The Grand Tour: Fife and Beyond

Ramblings of an inveterate cyclist

It was around 07.00 when I pulled the bike from the back of the van, ‘Someone burning wood’ I could smell it in the air, more clean burn than garden rubbish. “You’ve been lighting fires again” – “No me mum” – wallop – “O’ sha boy” – “Don’t lie to me, I can smell it on your clothes – what have I tellt yi about lighting fires?”

The weather was shaping up into a fine day, a brisk wind from the west scattering the cloud that had brought us rain during the night, St Andrews is a bit like the musical Camelot, it is only allowed to rain during the night. Out towards Strathkinness dropped down to the bridge over the Eden and up onto the Cupar road. The first to pass me as I dandered towards Strathkinness, was a woman, early sixties I would have though, she called something over to me as she passed, but being deaf as a post I did not catch it, so replied “Yes a find day indeed” always gets one out of trouble.

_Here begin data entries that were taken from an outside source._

PR #1487, opened 2016-12-11
DDF-2646 Modify tests in registry-schema-bindings to allow them to build when machine is not US

singhdan:
Modified InternationalStringTypeHelperTest and RegistryPackageTypeHelperTest to specifically set Locales and also check for the local of the build machine


coyotesqrl:
I can't be sure without a little investigation, but I believe this is a much bigger change than needed. I'm not sure any change to production code is required at all; rather, I think only the test assumptions need to be updated.

coyotesqrl:
@singhdan if you could please try the attached patch (I had to tack on the `.txt` extension so Github would accept the upload) I believe you'll find it resolves your issue much more simply and safely. If so, please update your PR with those changes.

If I'm misunderstanding the problem you're encountering, be sure to let me know.

[InternationalStringTypeHelper.patch.txt](https://github.com/codice/ddf/files/646299/InternationalStringTypeHelper.patch.txt)

singhdan:
That worked, thanks. But had to modify RegistryPackageTypeHelperTest too

catalog/spatial/registry/registry-schema-bindings/src/test/java/org/codice/ddf/registry/schemabindings/helper/RegistryPackageTypeHelperTest.java
```diff
@@ -24,6 +24,7 @@
 import java.util.Arrays;
 import java.util.List;
 import java.util.Map;
+import java.util.Locale;
```
coyotesqrl: This import is in the wrong order. It should be moved up one line so it is between `List` and `Map` (alphabetically sorted).

Once that is resolved, this PR can be merged.

catalog/spatial/registry/registry-schema-bindings/src/test/java/org/codice/ddf/registry/schemabindings/helper/InternationalStringTypeHelperTest.java
```diff
@@ -51,6 +64,13 @@ public void testGetString() throws Exception {
         InternationalStringType ist = getTestInternationalStringType();
 
         String istString = istHelper.getString(ist);
+
+        if (!isDefaultLocaleInTestSet()) {
```
lessarderic: To avoid this conditional, could we use the `getTestInternationalStringType()` only in this test? We could have a separate test for the default Locale that populates the `InternationalStringType` with an entry for the default Locale and some other undefined Locale and makes sure the string for the default Locale is returned.

I believe this would allow us to remove `isDefaultLocaleInTestSet()` and all the logic related to that check.

catalog/spatial/registry/registry-schema-bindings/src/test/java/org/codice/ddf/registry/schemabindings/helper/RegistryPackageTypeHelperTest.java
singhdan: Moved the import up so it's now alphabetically sorted

catalog/spatial/registry/registry-schema-bindings/src/test/java/org/codice/ddf/registry/schemabindings/helper/InternationalStringTypeHelperTest.java
singhdan: Updated tests to split default Locale into a separate test and remove the conditional

catalog/spatial/registry/registry-schema-bindings/src/test/java/org/codice/ddf/registry/schemabindings/helper/InternationalStringTypeHelperTest.java
```diff
@@ -63,6 +81,14 @@ public void testGetString() throws Exception {
     }
 
     @Test
+    public void testGetStringWithForDefaultLocale() throws Exception {
```
lessarderic: Nit: Would you mind removing the `For` from the method name, i.e., `testGetStringWithDefaultLocale()`?

singhdan:
No problem. Done


________________________________

PR #1490, opened 2016-12-12
DDF-2641 TransactionRequestConverter uses AttributeRegistry to determ…

kcwire:
#### What does this PR do?
The TransactionRequestConverter was previously only using the CswMetacardType to evaluate attribute values. It now uses the AttributeRegistry which contains all attributes available.  There is also a fix for multi-valued attributes (before it would only use the first value in a list)
@jlcsmith 
@glenhein 
[OGC](https://github.com/orgs/codice/teams/OGC)
@coyotesqrl
@kcwire
Use the new test requests in the unit tests and verify additional attributes can be updated on a metacard via CSW. (Postman should make it easy).
[DDF-2641](https://codice.atlassian.net/browse/DDF-2641)
#### Checklist:
- [ ] Documentation Updated
- [ ] Change Log Updated
- [ ] Update / Add Unit Tests

…ine the attribtue type.

### DIFF
--- a/catalog/spatial/csw/spatial-csw-transformer/src/main/java/org/codice/ddf/spatial/ogc/csw/catalog/converter/CswRecordConverter.java
+++ b/catalog/spatial/csw/spatial-csw-transformer/src/main/java/org/codice/ddf/spatial/ogc/csw/catalog/converter/CswRecordConverter.java
@@ -80,7 +80,7 @@ public class CswRecordConverter implements Converter, MetacardTransformer, Input
 
     private static XMLInputFactory factory;
 
-    private static MetacardType metacardType;
+    private MetacardType metacardType;
 
     static {
         factory = XMLInputFactory.newInstance();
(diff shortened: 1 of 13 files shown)


catalog/spatial/csw/spatial-csw-transformer/src/main/java/org/codice/ddf/spatial/ogc/csw/catalog/converter/CswRecordConverter.java
```diff
@@ -306,16 +306,17 @@ public static Serializable convertStringValueToMetacardValue(
...
-            HierarchicalStreamReader reader, CswAxisOrder cswAxisOrder) {
-        AttributeDescriptor attributeDescriptor =
-                metacardType.getAttributeDescriptor(attributeName);
-        if (attributeDescriptor != null) {
-            return CswUnmarshallHelper.convertRecordPropertyToMetacardAttribute(attributeDescriptor.getType()
-                    .getAttributeFormat(), reader, cswAxisOrder);
-        }
-        return null;
-    }
+    // TODO - remove?
```
coyotesqrl: Did you want to leave these two TODO removes in here for future attention or delete the code now? If leaving them in, should probably generate a Jira spike to determine whether they can safely be removed.

catalog/spatial/csw/spatial-csw-transformer/src/main/java/org/codice/ddf/spatial/ogc/csw/catalog/converter/TransactionRequestConverter.java
```diff
@@ -332,14 +350,10 @@ private Serializable getRecordPropertyValue(HierarchicalStreamReader reader, Str
             Serializable newValue;
             if (reader.hasMoreChildren()) {
```
coyotesqrl: Shouldn't this also be a `while`?

catalog/spatial/csw/spatial-csw-transformer/src/main/java/org/codice/ddf/spatial/ogc/csw/catalog/converter/TransactionRequestConverter.java
```diff
@@ -350,6 +364,21 @@ private Serializable getRecordPropertyValue(HierarchicalStreamReader reader, Str
         }
     }
 
+    private Serializable readPropertyValue(HierarchicalStreamReader reader, String cswField) {
+        Optional<AttributeDescriptor> descriptor = registry.lookup(cswField);
```
coyotesqrl: Should guard here against a null `registry`.

catalog/spatial/csw/spatial-csw-transformer/src/main/java/org/codice/ddf/spatial/ogc/csw/catalog/converter/TransactionRequestConverter.java
kcwire: no. this element is an `anyType` but it must be constrained within a `<Value>`.  At least how I'm reading the schema the `<Value>` element can repeat but the content of that element cannot.

catalog/spatial/csw/spatial-csw-transformer/src/main/java/org/codice/ddf/spatial/ogc/csw/catalog/converter/TransactionRequestConverter.java
kcwire: done.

Next to pass was a couple on a tandem, their machine looked brand new, in contrast to the couple, retired possibly, but with legs, although winter white, looked as if they had a lot of mileage in them, they were certainly looking good on the bike.

Turning for Pitscottie at Cupar was a breath of fresh air, bowling along now chased on by the stiff breeze, as the Irishman said “May the wind ever be on your back”.

Coming back along the B939 I passed a field that only last week was high with ripe wheat, it has now been harvested. A tractor, trailing an implement I did not recognise, was breaking up the surface, and in turn, trailing a large flock of gulls behind it, their chicks will not go to bed hungry tonight. Living in the country you do see the changing year, but in this world of the ceaseless plough, the change is all a bit too quick for me.

As I entered the town boundaries, I read the temporary notice by the side of the road, St Andrews – Farmers – Market Saturday 1st August. And as I entered the car-park again that distinctive smell of burning wood. Elementary Dear Watson, the man from Arbroath, was down with his barrels, cooking and selling his Smokies. It has been years since I had a Smokie, and at these prices, it may be a long time before I have another. At present, Smokies can only be called Smokies if they are from Arbroath, I wonder what will happen when the UK leaves the EU will that distinctive branding end? ‘Buy your Trump approved, Massachusetts Smokies here at Asda (sorry, Wall-Mart, it is always difficult to get used to a change in name).